**ABOUT THIS EXERCISE:**
Copy the data exactly from the line that contains "There were some" through the line that contains "-from dmoj.cptbox.filesystem_policies import", keeping both end lines and leaving out everything else.

**MATERIAL FOR THE TASK:**
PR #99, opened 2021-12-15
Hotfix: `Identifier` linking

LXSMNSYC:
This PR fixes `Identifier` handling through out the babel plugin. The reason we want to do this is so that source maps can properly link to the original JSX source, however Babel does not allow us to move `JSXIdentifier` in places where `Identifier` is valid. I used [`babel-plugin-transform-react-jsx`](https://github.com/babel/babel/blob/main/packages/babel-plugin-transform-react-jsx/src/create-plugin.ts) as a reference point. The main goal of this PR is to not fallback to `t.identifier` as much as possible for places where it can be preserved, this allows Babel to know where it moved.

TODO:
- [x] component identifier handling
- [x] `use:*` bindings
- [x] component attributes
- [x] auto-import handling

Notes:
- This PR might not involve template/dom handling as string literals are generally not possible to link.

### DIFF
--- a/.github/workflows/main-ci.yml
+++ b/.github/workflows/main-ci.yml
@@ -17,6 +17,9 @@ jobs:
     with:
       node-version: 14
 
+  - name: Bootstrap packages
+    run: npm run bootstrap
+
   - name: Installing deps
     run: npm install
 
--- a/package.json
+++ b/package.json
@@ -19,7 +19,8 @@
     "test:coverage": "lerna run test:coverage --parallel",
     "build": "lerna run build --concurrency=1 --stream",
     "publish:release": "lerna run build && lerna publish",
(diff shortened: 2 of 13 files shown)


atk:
---
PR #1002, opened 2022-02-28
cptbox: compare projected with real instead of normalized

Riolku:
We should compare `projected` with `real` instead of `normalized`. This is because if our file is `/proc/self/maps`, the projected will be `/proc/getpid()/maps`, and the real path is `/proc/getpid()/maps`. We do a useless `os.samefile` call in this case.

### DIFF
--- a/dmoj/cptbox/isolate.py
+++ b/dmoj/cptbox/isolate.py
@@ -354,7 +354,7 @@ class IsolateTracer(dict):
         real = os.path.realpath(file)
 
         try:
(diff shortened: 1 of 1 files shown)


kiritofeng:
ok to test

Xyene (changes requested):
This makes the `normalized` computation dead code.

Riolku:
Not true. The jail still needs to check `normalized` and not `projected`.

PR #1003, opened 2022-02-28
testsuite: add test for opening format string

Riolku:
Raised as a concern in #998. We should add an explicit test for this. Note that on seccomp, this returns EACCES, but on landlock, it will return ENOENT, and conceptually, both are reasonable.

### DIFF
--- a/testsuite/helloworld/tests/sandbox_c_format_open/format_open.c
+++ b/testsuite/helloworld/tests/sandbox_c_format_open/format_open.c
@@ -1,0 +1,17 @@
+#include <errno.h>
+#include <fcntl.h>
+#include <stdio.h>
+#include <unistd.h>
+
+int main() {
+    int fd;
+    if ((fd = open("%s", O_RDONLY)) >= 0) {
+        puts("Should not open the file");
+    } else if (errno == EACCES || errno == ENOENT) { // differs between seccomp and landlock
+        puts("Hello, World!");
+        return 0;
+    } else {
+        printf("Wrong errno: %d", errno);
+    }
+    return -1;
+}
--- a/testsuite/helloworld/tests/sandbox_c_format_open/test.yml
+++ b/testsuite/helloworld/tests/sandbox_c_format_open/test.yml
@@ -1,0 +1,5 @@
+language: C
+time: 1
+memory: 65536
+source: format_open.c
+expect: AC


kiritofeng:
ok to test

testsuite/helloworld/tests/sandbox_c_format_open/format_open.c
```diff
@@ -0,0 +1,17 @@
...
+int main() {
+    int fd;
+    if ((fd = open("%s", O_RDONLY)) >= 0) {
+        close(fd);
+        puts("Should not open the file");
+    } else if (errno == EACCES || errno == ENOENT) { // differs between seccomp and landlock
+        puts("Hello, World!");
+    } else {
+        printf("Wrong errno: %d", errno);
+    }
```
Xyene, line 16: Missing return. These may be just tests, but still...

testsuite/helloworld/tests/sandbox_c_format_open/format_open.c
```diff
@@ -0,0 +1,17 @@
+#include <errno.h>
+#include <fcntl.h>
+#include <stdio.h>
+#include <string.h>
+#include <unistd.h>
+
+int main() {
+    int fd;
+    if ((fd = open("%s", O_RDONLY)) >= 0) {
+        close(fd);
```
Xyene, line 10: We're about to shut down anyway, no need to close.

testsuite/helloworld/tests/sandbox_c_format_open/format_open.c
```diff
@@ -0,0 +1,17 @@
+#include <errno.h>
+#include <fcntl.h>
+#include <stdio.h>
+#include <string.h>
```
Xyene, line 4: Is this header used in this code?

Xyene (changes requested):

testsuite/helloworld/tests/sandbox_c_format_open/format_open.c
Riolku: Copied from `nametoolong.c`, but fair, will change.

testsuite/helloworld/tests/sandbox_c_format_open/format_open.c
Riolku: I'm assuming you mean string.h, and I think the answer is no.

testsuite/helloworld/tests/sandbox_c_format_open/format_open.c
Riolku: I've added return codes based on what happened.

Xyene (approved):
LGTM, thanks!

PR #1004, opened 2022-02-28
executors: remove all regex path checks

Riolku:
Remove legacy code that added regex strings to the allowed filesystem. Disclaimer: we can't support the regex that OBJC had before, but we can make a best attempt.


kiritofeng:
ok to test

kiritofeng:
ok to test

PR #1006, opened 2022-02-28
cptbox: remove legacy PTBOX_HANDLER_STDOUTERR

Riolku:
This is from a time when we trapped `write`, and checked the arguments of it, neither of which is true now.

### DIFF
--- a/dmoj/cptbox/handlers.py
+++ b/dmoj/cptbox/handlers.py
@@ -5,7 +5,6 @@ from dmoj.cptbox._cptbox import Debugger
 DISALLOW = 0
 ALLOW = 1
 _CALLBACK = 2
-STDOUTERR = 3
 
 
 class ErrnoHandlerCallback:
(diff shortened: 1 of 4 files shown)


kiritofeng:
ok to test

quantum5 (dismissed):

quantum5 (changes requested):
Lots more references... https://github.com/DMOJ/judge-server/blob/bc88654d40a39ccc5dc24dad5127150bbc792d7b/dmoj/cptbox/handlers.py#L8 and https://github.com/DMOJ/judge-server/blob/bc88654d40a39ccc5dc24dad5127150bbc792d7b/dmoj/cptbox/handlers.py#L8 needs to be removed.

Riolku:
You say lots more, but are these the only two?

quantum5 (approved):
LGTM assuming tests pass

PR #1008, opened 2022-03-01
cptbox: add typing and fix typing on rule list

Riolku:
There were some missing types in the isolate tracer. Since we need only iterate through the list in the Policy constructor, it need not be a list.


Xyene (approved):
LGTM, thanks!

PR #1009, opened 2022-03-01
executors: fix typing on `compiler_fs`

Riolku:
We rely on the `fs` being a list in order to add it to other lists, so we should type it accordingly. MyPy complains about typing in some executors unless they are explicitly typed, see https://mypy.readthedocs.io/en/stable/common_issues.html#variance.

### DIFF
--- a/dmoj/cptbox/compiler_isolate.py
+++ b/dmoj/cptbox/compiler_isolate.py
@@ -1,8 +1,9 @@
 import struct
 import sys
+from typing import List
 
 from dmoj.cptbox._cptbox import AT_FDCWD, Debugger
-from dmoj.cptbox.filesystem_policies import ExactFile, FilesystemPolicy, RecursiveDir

**ANSWER AREA:**
There were some missing types in the isolate tracer. Since we need only iterate through the list in the Policy constructor, it need not be a list.


Xyene (approved):
LGTM, thanks!

PR #1009, opened 2022-03-01
executors: fix typing on `compiler_fs`

Riolku:
We rely on the `fs` being a list in order to add it to other lists, so we should type it accordingly. MyPy complains about typing in some executors unless they are explicitly typed, see https://mypy.readthedocs.io/en/stable/common_issues.html#variance.

### DIFF
--- a/dmoj/cptbox/compiler_isolate.py
+++ b/dmoj/cptbox/compiler_isolate.py
@@ -1,8 +1,9 @@
 import struct
 import sys
+from typing import List
 
 from dmoj.cptbox._cptbox import AT_FDCWD, Debugger
-from dmoj.cptbox.filesystem_policies import ExactFile, FilesystemPolicy, RecursiveDir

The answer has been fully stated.